#### REQUIRED ACTION:
Return, word for word, the lines running from the one that contains "changes are needed.)_" to the final line of the listing below.

#### DATA TO EXAMINE:
PR #102, opened 2017-03-05
Fixes allowing for “Full” folding and NFKC_CaseFold compliance.

nomoon:
Changes:
* Only include `C` (Common) & `F` (Full) foldings from [CaseFolding.txt](http://unicode.org/Public/UCD/latest/ucd/CaseFolding.txt) data. Removed `S` (Simple) since `F` & `S` are specified to be exclusive. I'm not sure if it was causing issues, but it's technically an error.
* Extend `UTF8PROC_IGNORE` to also ignore unassigned codepoints (such as \u2065) which are specified as being discarded by NFKC_CF.

With these changes, compliant NFKC_CaseFolding should be achievable with the options `UTF8PROC_STABLE | UTF8PROC_COMPOSE | UTF8PROC_COMPAT | UTF8PROC_CASEFOLD | UTF8PROC_IGNORE`

_(This PR doesn't include the new `utf8proc_data.c` file since there's no point in generating it multiple times if changes are needed.)_

### DIFF
--- a/data/data_generator.rb
+++ b/data/data_generator.rb
@@ -104,7 +104,7 @@ $excl_version = $excl_version.chomp.split("\n").collect { |e| e.hex }
 $case_folding_string = File.open("CaseFolding.txt", :encoding => 'utf-8').read
 $case_folding = {}
 $case_folding_string.chomp.split("\n").each do |line|
-  next unless line =~ /([0-9A-F]+); [CFS]; ([0-9A-F ]+);/i
+  next unless line =~ /([0-9A-F]+); [CF]; ([0-9A-F ]+);/i
   $case_folding[$1.hex] = $2.split(" ").collect { |e| e.hex }
 end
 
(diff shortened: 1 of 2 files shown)


nomoon:
It appears the tests are failing because I didn't generate and commit the new `utf8proc_data.c`

utf8proc.h
```diff
@@ -690,6 +693,11 @@ UTF8PROC_DLLEXPORT utf8proc_uint8_t *utf8proc_NFC(const utf8proc_uint8_t *str);
 UTF8PROC_DLLEXPORT utf8proc_uint8_t *utf8proc_NFKD(const utf8proc_uint8_t *str);
 /** NFKC normalization (@ref UTF8PROC_COMPOSE and @ref UTF8PROC_COMPAT). */
 UTF8PROC_DLLEXPORT utf8proc_uint8_t *utf8proc_NFKC(const utf8proc_uint8_t *str);
+/**
+ * NFKC_Casefold normalization (@ref UTF8PROC_COMPOSE and @ref UTF8PROC_COMPAT
+ * and @ref UTF8PROC_CASEFOLD and @ref UTF8PROC_IGNORE).
+ **/
+UTF8PROC_DLLEXPORT utf8proc_uint8_t *utf8proc_NFKC_CF(const utf8proc_uint8_t *str);
```
stevengj: Probably just call it `NFKC_Casefold` since that is the standard name.

stevengj:
Closed in favor of the updated PR, #133.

#### RESULT BELOW:
_(This PR doesn't include the new `utf8proc_data.c` file since there's no point in generating it multiple times if changes are needed.)_

### DIFF
--- a/data/data_generator.rb
+++ b/data/data_generator.rb
@@ -104,7 +104,7 @@ $excl_version = $excl_version.chomp.split("\n").collect { |e| e.hex }
 $case_folding_string = File.open("CaseFolding.txt", :encoding => 'utf-8').read
 $case_folding = {}
 $case_folding_string.chomp.split("\n").each do |line|
-  next unless line =~ /([0-9A-F]+); [CFS]; ([0-9A-F ]+);/i
+  next unless line =~ /([0-9A-F]+); [CF]; ([0-9A-F ]+);/i
   $case_folding[$1.hex] = $2.split(" ").collect { |e| e.hex }
 end
 
(diff shortened: 1 of 2 files shown)


nomoon:
It appears the tests are failing because I didn't generate and commit the new `utf8proc_data.c`

utf8proc.h
```diff
@@ -690,6 +693,11 @@ UTF8PROC_DLLEXPORT utf8proc_uint8_t *utf8proc_NFC(const utf8proc_uint8_t *str);
 UTF8PROC_DLLEXPORT utf8proc_uint8_t *utf8proc_NFKD(const utf8proc_uint8_t *str);
 /** NFKC normalization (@ref UTF8PROC_COMPOSE and @ref UTF8PROC_COMPAT). */
 UTF8PROC_DLLEXPORT utf8proc_uint8_t *utf8proc_NFKC(const utf8proc_uint8_t *str);
+/**
+ * NFKC_Casefold normalization (@ref UTF8PROC_COMPOSE and @ref UTF8PROC_COMPAT
+ * and @ref UTF8PROC_CASEFOLD and @ref UTF8PROC_IGNORE).
+ **/
+UTF8PROC_DLLEXPORT utf8proc_uint8_t *utf8proc_NFKC_CF(const utf8proc_uint8_t *str);
```
stevengj: Probably just call it `NFKC_Casefold` since that is the standard name.

stevengj:
Closed in favor of the updated PR, #133.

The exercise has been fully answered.